Online Payday Loans
When unexpected expenses occur, many consumers turn to payday loans to get them through the financial crunch. A payday loan is a short-term loan designed specifically to cover your expenses until your next payday. Typically, the loan term is two weeks, though they may extend up to a month or longer, depending on individual loan conditions.
Online lenders commonly require borrowers to fill out an application form, and may ask that the borrower fax in copies of their information. Payday lenders usually require all borrowers to submit proof of employment or recent paycheck stubs, a current bank statement and/or direct deposit information, and proof that the borrower is as least 18 years of age. Lenders may request additional personal information, including a Social Security number, to verify the information.
Once the loan has been approved, the funds will be deposited directly into the borrower’s bank account. On the borrower’s next payday, the full amount, including incurred interest, is electronically debited. If the account does not have enough funds to cover the charge, a lender may be willing to extend the loan terms; however, the borrower will be responsible for insufficient-funds or refinance fees.
One of the key advantages to payday loans is that most lenders do not run a credit check, which means that no matter what your credit score is, you won’t be denied for a loan. However, it is important to think of a payday loan as an “emergency” loan, and you should only borrow what you need. The repayment rates on payday loans are typically much higher than a regular loan, because the terms are much shorter. Annual interest rates (APR) on payday loans often exceed the total amount of the loan, so it is important to know exactly what fees you’ll be incurring. A typical APR on a payday loan is 650%; equivalent to $25 in interest per $100 borrowed over a two-week term.
Though loans are due on the borrower’s next payday, many lenders will roll or flip the loan for another term, which means the borrower pays only the refinance charge each month. Because interest rates are so high, allowing the balance to flip into another term is risky. Many borrowers find themselves caught in a self-perpetuating cycle of borrowing against their future paychecks.
The benefits to an online loan are two-fold: first, borrowers are easily and quickly able to explore a variety of terms and rates before settling on the loan appropriate for their situation, and furthermore, the funds are almost immediately accessible. However, borrowers should be cautious when submitting extensive personal information online and it is important to verify the legitimacy of the lender. Many brick-and-mortar lenders also offer online transactions, which allows the customer both online and physical ways to contact the lending company. A borrower can locate accredited businesses via the Better Business Bureau’s website (http://us.bbb.org).

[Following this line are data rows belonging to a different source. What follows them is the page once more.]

Issue #507, opened 2017-02-22
Budget Accumulation Issues


shmcgrath:
When using the budgeting option (either yearly, monthly, etc.) Fava does not seem to calculate the budget until there is at least one transaction in the Expenses. An example from my files is below:

The budget line in my Beancount file reads like this:
```
2017-01-01 custom "budget" Expenses:Tech:Hardware "yearly" 750.00 USD
```

I expect the program to allocate 750.00 USD for the year. It is fine (excellent, actually) that this does it per day. The problem is that the budgeting does not seem to allocate properly until there is a transaction in that category. This is problematic for large, annual or semi-annual expenses. (I don't pay my car insurance until September) I would expect my budget to be accumulating from the start date (i.e. January 01).

Now for my example:
The transaction that kicks off my Hardware category is $94.99 on February 21. When I look at the weekly balances, the balance for that week in the budget is a total of $15.97. That is not correct. 

If I add a dummy transaction of $0.01 for January 2nd, the remaining budget drops to $9.79 for that week, which is closer to the correct value. If I look at the budgeting daily, the Jan 02 dummy transaction for $0.01 leaves me with a budget of $2.04. 

A couple of clarifying questions: 
- If I am kicking off my annual budget on January 01, shouldn't the January 02 budget have $4.09 in it?
       - Note: If I add another dummy transaction for $0.01 on Jan 01, the budget then properly allocates on Jan 02 ($4.09).
- Why does the weekly budget fluctuate so much with and without a dummy transaction?
- Is there something that I am doing wrong in my files? (There probably is)

Let me know if you have any more questions or if I should be asking this elsewhere. Thank you for all of the hard work on Fava, it is awesome!

aumayr:
Sorry for the late response - I did not have time to look into this yet.

yagebu:
Thanks for the detailed report! I'm currently travelling so I've only had time to really look at this now. I don't use budgets myself and so I don't test this part of Fava's functionality in my daily usage - I've found the following while trying to reproduce this issue.

When the balance for an account is empty, the budget wasn't displayed - this should be fixed now. Otherwise I think these problems come from the reporting intervals that Fava considered. If no time filter is set, it will only consider dates between the first and last transaction, so since the budgeting is computed daily, this might lead to wrong budgets. Can you try setting the time filter to `2017` to see if these issues persist? (I couldn't reproduce this issue with the filter set) If that fixes it, I guess the complete fix will be to also consider the first and last budget for the reporting interval.

[...]

PR #518, opened 2017-03-28
Fix budget accumulation regression.

TomJohnZ:
Fix bug introduced in b94a2c6 where budgets accumulate daily but never
decrement when transactions are posted.

Ref #507.

### DIFF
--- a/fava/templates/_tree_table.html
+++ b/fava/templates/_tree_table.html
@@ -127,7 +127,9 @@
             {% endfor %}
             {% if budget %}
               {% for currency, number in budget.items() if currency not in balance_children.currencies() %}
-                {{ render_budget(budget, currency) }}
+                <span class="balance-children">
+                  {{ render_budget(budget, currency) }}
+                </span>
               {% endfor %}
             {% endif %}
             {% for pos in balance_children %}
--- a/fava/templates/_tree_table.html
+++ b/fava/templates/_tree_table.html
@@ -126,12 +126,13 @@
                 </span>
             {% endfor %}
             {% if budget %}
-              {% for currency, number in budget.items() if currency not in balance.currencies() %}
+              {% for currency, number in budget.items() if currency not in balance_children.currencies() %}
                 {{ render_budget(budget, currency) }}
               {% endfor %}
             {% endif %}
             {% for pos in balance_children %}
                 <span class="balance-children">
+                    {{ render_budget(budget, pos.units.currency, pos.units.number) }}
                     <span class="number">{{ pos.units|format_amount }}</span>
                 </span>
             {% endfor %}


fava/templates/_tree_table.html
```diff
@@ -126,12 +126,15 @@
...
-                {{ render_budget(budget, currency) }}
+              {% for currency, number in budget.items() if currency not in balance_children.currencies() %}
+                <span class="balance-children">
+                  {{ render_budget(budget, currency) }}
+                </span>
               {% endfor %}
             {% endif %}
             {% for pos in balance_children %}
                 <span class="balance-children">
+                    {{ render_budget(budget, pos.units.currency, pos.units.number) }}
```
yagebu: The budget of an account doesn't include any budgets of its children accounts, so comparing it  to `balance_children` is incorrect.

fava/templates/_tree_table.html
```diff
@@ -126,12 +126,15 @@
                 </span>
             {% endfor %}
             {% if budget %}
-              {% for currency, number in budget.items() if currency not in balance.currencies() %}
-                {{ render_budget(budget, currency) }}
+              {% for currency, number in budget.items() if currency not in balance_children.currencies() %}
```
yagebu: same here

yagebu:
The budget of an account only includes budgets posted directly to it, not too any of its children. So it should only be compared to the account `balance`, not `balance-children`.

With that in mind, I don't see the regression in b94a2c6b85cc9f70c077979b47ad80c93c4a206b. If I'm wrong, could you elaborate (maybe with an example) what the problem is with the current code?

yagebu:
> If I'm wrong, could you elaborate (maybe with an example) what the problem is with the current code?

Ahh, saw your comment on the issue. Could you give some details on which accounts you have the budgets and the transactions respectively?

TomJohnZ:
Thanks for comments! You're right; I hadn't realized, but it works fine for transactions posted to the account.

However, in the past, posting to children accounts also decreased the budget of parent accounts. For instance, see [https://gist.github.com/TomJohnZ/153109bdd5628776eab6b4f98fbb73f6.js](url) and go to account/Expenses/balances/?time=2017-01-01+-+2017-01-03&interval=day.

Before b94a2c6, the category1 budget (which should accumulate $1.00 per day) would correctly go negative on 2017-01-01 and increase from there. After that commit, the category1 budget never goes negative and instead increases at $1.00 per day.

I don't know if this was the way budgets were meant to work, but having parent accounts inherit their children's postings was incredibly useful for me; for instance, I would set a budget on an Expenses:Luxuries account, and then postings to Expenses:Luxuries:Food or Expenses:Luxuries:Entertainment would all decrease the Expenses:Luxuries budget. If this was not a design feature, might I suggest including it again as an option?

yagebu:
> Before b94a2c6, the category1 budget (which should accumulate $1.00 per day) would correctly go negative on 2017-01-01 and increase from there.

But generally, the previous behaviour was incorrect as comparing the budget to `balance_children` is invalid. Say you have a budget of 30 USD on `Expenses:Luxuries` and of 60 USD on `Expenses:Luxuries:Food` and on transaction of 50 USD on the Expenses:Luxuries:Food account in the relevant interval. Then this would have been shown as violating the budget on `Expenses:Luxuries` (as it would compare to the budget (30 USD) of just the parent account and not an accumulated budget of 90 USD).

So we need a "budget_children" to compare to `balance_children`. A PR adding a function that computes "budget_children" in `fava.core.budgets` would be welcome! (I can also add one at some point, but the budget functionality is low-priority for me as I don't use it)

TomJohnZ:
I see; that makes sense to me. I'll try implementing your `budget_children` suggestion.

Regarding implementation, do you think it would be better to have a global config option to change `budget` to `budget_children`, or would on additional option on the opening of each budget be preferrable?

yagebu:
No option or anything needed for this. Just like Beancount computes `balance_children` by considering all postings to either the account or its children we can compute `budget_children` by considering all budgets on either the account or its children (instead of just on the account itself).

TomJohnZ:
Sure, computing `budget_children` wouldn't need an option or anything. I was just thinking of the next step; after `budget_children` is implemented, it would need to present its data to `_tree_table.html` somehow, no? But that's the next step, so no need to worry about it right now, I suppose.

yagebu:
Getting it the template would work by duplicating [line 116](https://github.com/beancount/fava/blob/276b01695375cf147eeb1790d88d3e59bdee3185/fava/templates/_tree_table.html#L116) in `_tree_table.html` for `budget_children`.

TomJohnZ:
I think I'm still misunderstanding what you're envisioning. I was able to create a method `calculate_budget_children` in `budgets.py` that accumulates the budget of all children accounts; using your example above:

> Say you have a budget of 30 USD on Expenses:Luxuries and of 60 USD on Expenses:Luxuries:Food and on transaction of 50 USD on the Expenses:Luxuries:Food account in the relevant interval

This method would return a budget of 90 USD on `Expenses:Luxuries` for the relevant interval. Am I correct in assuming this is what you were describing? If so, I can commit the patch.

However, after writing the method and getting more familiar with Fava's data structures, it doesn't seem this will accomplish what I was attempting to convey above. Namely, rather than have parent accounts accumulate the children's *budgets* (as in the 90 USD budget above), they should instead accumulate the children's *postings*. That is, `render_budget` in `_tree_table.html` should be calculating the `diff` between the budget of the parent (like usual) and the position `pos` in all children (as opposed to just the parent).

I don't know if that was any clearer; I apologize for making this so difficult for you!

yagebu:
Just open a PR with the changes to `core.budgets` and I'll handle the template part.

TomJohnZ:
Ok, PR opened. Thanks for you help with all of this!

TomJohnZ:
@yagebu You can probably close this PR now, as its clear the "regression" wasn't actually a regression (whoops).

Howevr, I'll admit I'm still not 100% clear on how the method I added in the other PR will help. At risk of further clogging the PR queue, I submitted a sample of what I had in mind. I don't actually mean for it to be accepted, but I think a bit of working code will better convey what I meant than a vague explanation.

PR #519, opened 2017-03-30
Budget children

TomJohnZ:
Accumulates budget from parent accounts and children accounts.

### DIFF
--- a/fava/core/budgets.py
+++ b/fava/core/budgets.py
@@ -70,7 +70,7 @@ def _matching_budgets(budgets, account_name, date_active):
     """Find matching budgets.
 
     Returns:
-        The budget that is active on the specifed date for the
+        The budget that is active on the specified date for the
         specified account.
     """
     last_seen_budgets = {}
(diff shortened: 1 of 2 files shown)


yagebu:
Thank you for the PR! I'll try to get the template part sorted this weekend.

We've got some pretty strict linting set up and the lint errors should be fixed. See travis or run `make lint` to list the problems. You can also use [yap](https://github.com/google/yapf) to fix them automatically.

Also, some tests would be good.

TomJohnZ:
Not a problem! Oops, forgot to check for linting; it should be conforming now. (Sorry for the multiple lint commits; I can't run lint since pylint [doesn't support python3.6](https://github.com/PyCQA/pylint/issues/1113) yet, so I needed to do trial and error with Travis).

I'd be happy to make some unit tests. What about the documentation on the dev page? Is that compile automatically from the comment blocks, or should I submit something for that as well?

yagebu:
> What about the documentation on the dev page? Is that compile automatically from the comment blocks, or should I submit something for that as well?

The documentation get's compiled from the comment automatically (you can run `make docs` to generate them locally if you want to see the output)

yagebu:
Merged the test into #521, so closing this one.

PR #520, opened 2017-03-31
add global option for budget-children.

TomJohnZ:
Add global option causing budgets to accumulate positions from children


yagebu:
We should always recursively accumulate either both budgets and positions or none of the two.

PR #946, opened 2019-06-21
insert-entry: Fix a regression introduced by 740aed6

pmarciniak:
The bug is that it would use the oldest matching insert-entry option, instead of the most recent one (as documented by options.md).

Also improved test coverage.


yagebu:
Thanks!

No matter how good the loan repayment terms and interest rates are, defaulting on a loan still carries substantial consequences. If a borrower defaults on a payday loan, the entire loan may be called for immediate repayment. The borrower’s credit score is put into jeopardy and their information may be sent to a collections agency. The laws and regulations on payday loans vary by state, and many lenders are given the freedom to determine individual loan interest rates as long as the borrower agrees, so before acquiring an online payday loan, it is important to read and understand all of the lender’s terms.